§ THE TASK: Examine the entries and show every line in which the word "that" is found.

Dataset entries:
^^^^^^^^^^^^^^^^

PR #198, opened 2021-05-04
Add right arrow light to fix wonky arrow colours on home page

wafflecoffee:
Also fixes a typo
Reported at https://discord.com/channels/734077874708938864/783153806531100673/837843248675291176

~~Does it work? Who knows! Neither Vercel nor my own local system want to build, but they give different errors. :D~~ builds now


wafflecoffee:
ffs

wafflecoffee:
dark mode
light mode
Wahoo.

Geometrically (changes requested):
This is a bad way of implementing this, you should use the SVG inline component tool thing (forgot what it's called) and just set the style using vue to bind the style

Issue #100, opened 2021-02-03
Client-side/server-side filters


Madis0:
The search function should allow filtering by client-side and server-side options.

PR #204, opened 2021-05-11
Client-side/server-side filters

venashial:
## Result:
image

----

## Toggle explanation:
image

---- 

Closes modrinth/knossos#100


pages/mods.vue
```diff
@@ -504,11 +540,16 @@ export default {
         ]
 
         if (this.query.length > 0) {
+          console.log(this.query)
```
SwanX1, line 543: does this debug line need to be here?

SwanX1 (commented):
I don't believe the two debug `console.log`s should be there, but otherwise everything else looks good.

pages/mods.vue
venashial: Nope, my bad. Should be fixed with 62c3404b8cf8cd78b29f3b20a661ddf992cceb25

SwanX1 (approved):
Looks good to me, there are no lint errors when running `npm run lint`, and works on my local build as expected.

pages/mods.vue
```diff
@@ -583,7 +652,6 @@ export default {
           window.history.replaceState(new Date(), 'Mods', url)
         }
       } catch (err) {
-        // eslint-disable-next-line no-console
```
Redblueflame, line 586: Keep the eslint checker tho, as it could cause issues when having eslint enabled (for example in the CI runs).

Redblueflame (approved):
Thanks for this PR!
There is a small nitpick that could block the CI, but other than that, I'll be happy to merge it :)

pages/mods.vue
venashial: Sorry, I thought that I added those when I added my console.log()s. I added them back in 3d9be6d.

Mysterious-Dev (approved):

pages/mods.vue
```diff
@@ -521,6 +561,34 @@ export default {
             formattedFacets.push(versionFacets)
           }
 
+          if (this.selectedEnvironments.length > 0) {
+            let environmentFacets = []
+            if (
```
falseresync, line 566: This whole thing can be simplified:
```js
let includesClient = this.selectedEnvironments.includes('client');
let includesServer = this.selectedEnvironments.includes('server');
if (includesClient && includesServer) {
    environmentFacets = [
        ['client_side:required'],
        ['server_side:required'],
    ]
} else {
   ...
}
```
This way it is more visually appealing and makes less searches

falseresync (changes requested):

pages/mods.vue
venashial: Will do, thanks.

falseresync (approved):

SwanX1 (approved):

Geometrically:
Thanks for the PR :)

^^^^^^^^^^^^^^^^

§ PROBLEM SOLUTION:
There is a small nitpick that could block the CI, but other than that, I'll be happy to merge it :)
venashial: Sorry, I thought that I added those when I added my console.log()s. I added them back in 3d9be6d.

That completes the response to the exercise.